> **WHAT YOU NEED TO DO**
Pull every line containing the word "failure" from the records.

[Collected data entries]
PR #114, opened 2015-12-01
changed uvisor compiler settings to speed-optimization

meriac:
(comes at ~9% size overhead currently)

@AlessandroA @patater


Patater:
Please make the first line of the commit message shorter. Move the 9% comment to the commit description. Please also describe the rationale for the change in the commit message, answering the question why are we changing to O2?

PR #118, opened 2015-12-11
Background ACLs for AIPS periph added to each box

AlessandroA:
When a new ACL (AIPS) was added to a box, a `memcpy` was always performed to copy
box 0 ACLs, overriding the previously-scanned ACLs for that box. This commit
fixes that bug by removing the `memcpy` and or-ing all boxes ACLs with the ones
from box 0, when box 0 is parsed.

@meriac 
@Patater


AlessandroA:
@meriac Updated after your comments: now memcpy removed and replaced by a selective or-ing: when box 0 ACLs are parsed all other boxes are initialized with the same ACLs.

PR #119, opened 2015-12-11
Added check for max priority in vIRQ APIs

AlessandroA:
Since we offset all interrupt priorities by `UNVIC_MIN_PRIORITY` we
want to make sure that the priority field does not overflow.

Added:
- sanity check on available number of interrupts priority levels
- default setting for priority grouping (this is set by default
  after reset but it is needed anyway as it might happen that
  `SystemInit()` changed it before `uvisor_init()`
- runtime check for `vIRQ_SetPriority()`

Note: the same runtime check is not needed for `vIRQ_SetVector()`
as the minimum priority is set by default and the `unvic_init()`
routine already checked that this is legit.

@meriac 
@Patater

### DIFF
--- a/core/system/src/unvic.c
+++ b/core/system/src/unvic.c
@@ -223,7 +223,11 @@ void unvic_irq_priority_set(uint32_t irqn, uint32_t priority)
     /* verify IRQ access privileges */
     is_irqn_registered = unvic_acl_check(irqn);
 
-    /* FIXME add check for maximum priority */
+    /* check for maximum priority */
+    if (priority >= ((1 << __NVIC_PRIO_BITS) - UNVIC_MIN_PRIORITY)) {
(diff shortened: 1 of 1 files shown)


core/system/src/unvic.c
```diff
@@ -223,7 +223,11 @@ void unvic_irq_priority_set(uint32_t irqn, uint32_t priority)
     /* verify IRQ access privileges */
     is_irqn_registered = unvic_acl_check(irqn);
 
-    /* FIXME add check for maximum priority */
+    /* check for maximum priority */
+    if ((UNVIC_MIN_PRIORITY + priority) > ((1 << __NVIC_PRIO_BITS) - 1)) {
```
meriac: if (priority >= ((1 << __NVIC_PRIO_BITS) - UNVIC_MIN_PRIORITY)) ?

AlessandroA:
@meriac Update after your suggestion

* * *

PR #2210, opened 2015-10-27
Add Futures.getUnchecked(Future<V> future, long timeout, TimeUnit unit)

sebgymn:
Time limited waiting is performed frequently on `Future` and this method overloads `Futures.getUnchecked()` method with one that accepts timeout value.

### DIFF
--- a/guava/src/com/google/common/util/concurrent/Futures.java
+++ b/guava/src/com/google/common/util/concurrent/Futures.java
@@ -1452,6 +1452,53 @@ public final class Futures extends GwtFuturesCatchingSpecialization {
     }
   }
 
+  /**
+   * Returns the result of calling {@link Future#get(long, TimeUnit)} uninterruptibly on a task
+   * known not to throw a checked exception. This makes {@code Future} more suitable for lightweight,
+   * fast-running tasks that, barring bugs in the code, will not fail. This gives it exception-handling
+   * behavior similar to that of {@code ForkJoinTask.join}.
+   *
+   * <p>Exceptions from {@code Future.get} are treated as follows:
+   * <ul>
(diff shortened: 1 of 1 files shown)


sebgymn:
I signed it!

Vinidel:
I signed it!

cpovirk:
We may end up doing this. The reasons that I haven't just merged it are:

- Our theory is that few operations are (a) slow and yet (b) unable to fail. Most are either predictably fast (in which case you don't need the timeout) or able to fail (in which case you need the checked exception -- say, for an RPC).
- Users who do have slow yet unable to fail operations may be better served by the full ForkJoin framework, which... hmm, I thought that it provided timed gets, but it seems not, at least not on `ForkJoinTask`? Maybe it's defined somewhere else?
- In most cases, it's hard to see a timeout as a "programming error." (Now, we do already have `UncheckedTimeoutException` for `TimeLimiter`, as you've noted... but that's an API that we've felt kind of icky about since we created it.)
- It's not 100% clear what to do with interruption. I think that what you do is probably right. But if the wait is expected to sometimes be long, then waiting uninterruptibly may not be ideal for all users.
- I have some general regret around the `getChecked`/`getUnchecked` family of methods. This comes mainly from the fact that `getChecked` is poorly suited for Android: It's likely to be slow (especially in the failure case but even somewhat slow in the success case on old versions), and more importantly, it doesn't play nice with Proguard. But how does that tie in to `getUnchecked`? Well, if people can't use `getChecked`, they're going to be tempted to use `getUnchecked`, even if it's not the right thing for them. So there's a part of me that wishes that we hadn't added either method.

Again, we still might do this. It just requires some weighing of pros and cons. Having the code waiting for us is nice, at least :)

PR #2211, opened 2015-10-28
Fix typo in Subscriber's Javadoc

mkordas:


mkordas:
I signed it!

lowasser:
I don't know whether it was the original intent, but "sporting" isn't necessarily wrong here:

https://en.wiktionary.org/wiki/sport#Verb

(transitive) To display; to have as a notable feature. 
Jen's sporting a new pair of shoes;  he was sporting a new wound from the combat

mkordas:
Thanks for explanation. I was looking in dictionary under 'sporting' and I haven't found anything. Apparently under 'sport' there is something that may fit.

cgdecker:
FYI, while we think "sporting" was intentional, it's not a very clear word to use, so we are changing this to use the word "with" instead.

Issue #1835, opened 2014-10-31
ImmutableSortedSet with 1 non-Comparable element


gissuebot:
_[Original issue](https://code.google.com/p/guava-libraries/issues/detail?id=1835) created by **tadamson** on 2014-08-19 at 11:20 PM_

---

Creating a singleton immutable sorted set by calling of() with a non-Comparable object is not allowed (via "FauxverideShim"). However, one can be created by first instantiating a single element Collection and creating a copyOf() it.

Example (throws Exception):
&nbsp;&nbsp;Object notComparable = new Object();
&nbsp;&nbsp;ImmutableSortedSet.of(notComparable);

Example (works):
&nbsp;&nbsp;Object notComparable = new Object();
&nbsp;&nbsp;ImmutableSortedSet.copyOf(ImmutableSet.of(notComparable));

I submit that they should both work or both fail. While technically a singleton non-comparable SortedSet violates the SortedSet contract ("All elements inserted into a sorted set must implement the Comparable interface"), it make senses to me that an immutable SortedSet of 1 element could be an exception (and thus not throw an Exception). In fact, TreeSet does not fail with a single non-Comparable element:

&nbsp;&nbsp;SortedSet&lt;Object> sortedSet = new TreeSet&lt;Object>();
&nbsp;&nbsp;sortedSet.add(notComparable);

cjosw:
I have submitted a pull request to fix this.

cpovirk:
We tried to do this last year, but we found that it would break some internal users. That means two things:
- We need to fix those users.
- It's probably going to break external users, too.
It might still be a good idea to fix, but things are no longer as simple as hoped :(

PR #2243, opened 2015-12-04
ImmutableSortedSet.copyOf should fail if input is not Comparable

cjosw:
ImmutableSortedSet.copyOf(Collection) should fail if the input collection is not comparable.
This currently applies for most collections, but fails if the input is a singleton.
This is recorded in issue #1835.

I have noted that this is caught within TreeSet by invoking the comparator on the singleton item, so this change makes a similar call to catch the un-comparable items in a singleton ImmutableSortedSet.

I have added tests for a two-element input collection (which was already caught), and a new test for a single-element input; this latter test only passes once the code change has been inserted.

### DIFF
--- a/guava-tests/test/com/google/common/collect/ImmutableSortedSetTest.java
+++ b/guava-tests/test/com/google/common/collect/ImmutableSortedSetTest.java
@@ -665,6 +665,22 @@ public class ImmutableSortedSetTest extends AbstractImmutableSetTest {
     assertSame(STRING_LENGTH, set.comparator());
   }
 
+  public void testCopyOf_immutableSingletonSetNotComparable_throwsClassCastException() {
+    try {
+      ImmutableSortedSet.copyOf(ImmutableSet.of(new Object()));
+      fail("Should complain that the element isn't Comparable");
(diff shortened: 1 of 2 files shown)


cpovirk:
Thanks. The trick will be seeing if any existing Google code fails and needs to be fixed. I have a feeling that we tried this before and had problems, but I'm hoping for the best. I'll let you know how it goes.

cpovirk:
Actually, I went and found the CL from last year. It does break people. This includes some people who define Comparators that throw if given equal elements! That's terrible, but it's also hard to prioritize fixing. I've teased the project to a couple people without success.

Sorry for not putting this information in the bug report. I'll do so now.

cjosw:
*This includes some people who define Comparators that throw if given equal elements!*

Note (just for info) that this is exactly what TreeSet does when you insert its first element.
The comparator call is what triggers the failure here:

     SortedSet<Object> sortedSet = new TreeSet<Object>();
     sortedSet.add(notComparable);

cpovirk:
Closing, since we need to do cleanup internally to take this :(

---

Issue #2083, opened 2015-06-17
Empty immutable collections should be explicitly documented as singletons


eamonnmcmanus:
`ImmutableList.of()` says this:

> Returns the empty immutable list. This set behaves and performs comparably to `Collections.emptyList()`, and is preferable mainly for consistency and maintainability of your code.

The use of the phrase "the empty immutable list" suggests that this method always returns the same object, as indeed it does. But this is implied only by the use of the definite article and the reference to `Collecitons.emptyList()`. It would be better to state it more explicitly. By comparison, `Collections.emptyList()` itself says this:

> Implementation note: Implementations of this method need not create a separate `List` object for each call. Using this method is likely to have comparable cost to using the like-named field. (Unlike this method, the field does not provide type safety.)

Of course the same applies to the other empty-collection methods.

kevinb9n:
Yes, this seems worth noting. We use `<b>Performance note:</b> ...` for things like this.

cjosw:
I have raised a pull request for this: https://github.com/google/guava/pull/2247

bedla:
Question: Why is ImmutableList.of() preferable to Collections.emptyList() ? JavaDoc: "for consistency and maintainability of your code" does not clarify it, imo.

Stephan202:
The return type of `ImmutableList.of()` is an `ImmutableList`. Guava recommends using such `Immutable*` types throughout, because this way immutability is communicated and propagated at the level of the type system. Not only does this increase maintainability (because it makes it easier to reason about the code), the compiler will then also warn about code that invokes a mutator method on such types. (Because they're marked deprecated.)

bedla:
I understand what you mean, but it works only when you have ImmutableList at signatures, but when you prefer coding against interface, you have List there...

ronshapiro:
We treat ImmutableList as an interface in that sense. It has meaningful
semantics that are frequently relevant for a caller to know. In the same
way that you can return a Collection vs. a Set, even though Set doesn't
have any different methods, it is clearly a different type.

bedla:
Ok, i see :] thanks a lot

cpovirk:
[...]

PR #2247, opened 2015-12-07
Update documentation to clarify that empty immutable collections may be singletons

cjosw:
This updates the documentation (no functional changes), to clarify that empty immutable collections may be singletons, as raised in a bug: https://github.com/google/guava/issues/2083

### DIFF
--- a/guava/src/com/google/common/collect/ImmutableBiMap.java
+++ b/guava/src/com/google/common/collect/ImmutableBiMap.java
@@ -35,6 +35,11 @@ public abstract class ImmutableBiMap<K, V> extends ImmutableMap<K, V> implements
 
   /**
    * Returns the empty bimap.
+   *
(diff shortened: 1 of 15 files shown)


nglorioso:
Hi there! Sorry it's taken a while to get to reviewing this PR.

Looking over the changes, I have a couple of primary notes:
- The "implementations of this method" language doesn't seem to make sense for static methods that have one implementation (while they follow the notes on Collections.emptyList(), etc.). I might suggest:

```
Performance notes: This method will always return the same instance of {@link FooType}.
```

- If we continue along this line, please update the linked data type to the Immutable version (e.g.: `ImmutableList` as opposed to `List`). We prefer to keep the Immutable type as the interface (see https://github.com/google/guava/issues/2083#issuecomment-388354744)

> **WRITTEN RESPONSE**
- I have some general regret around the `getChecked`/`getUnchecked` family of methods. This comes mainly from the fact that `getChecked` is poorly suited for Android: It's likely to be slow (especially in the failure case but even somewhat slow in the success case on old versions), and more importantly, it doesn't play nice with Proguard. But how does that tie in to `getUnchecked`? Well, if people can't use `getChecked`, they're going to be tempted to use `getUnchecked`, even if it's not the right thing for them. So there's a part of me that wishes that we hadn't added either method.
The comparator call is what triggers the failure here:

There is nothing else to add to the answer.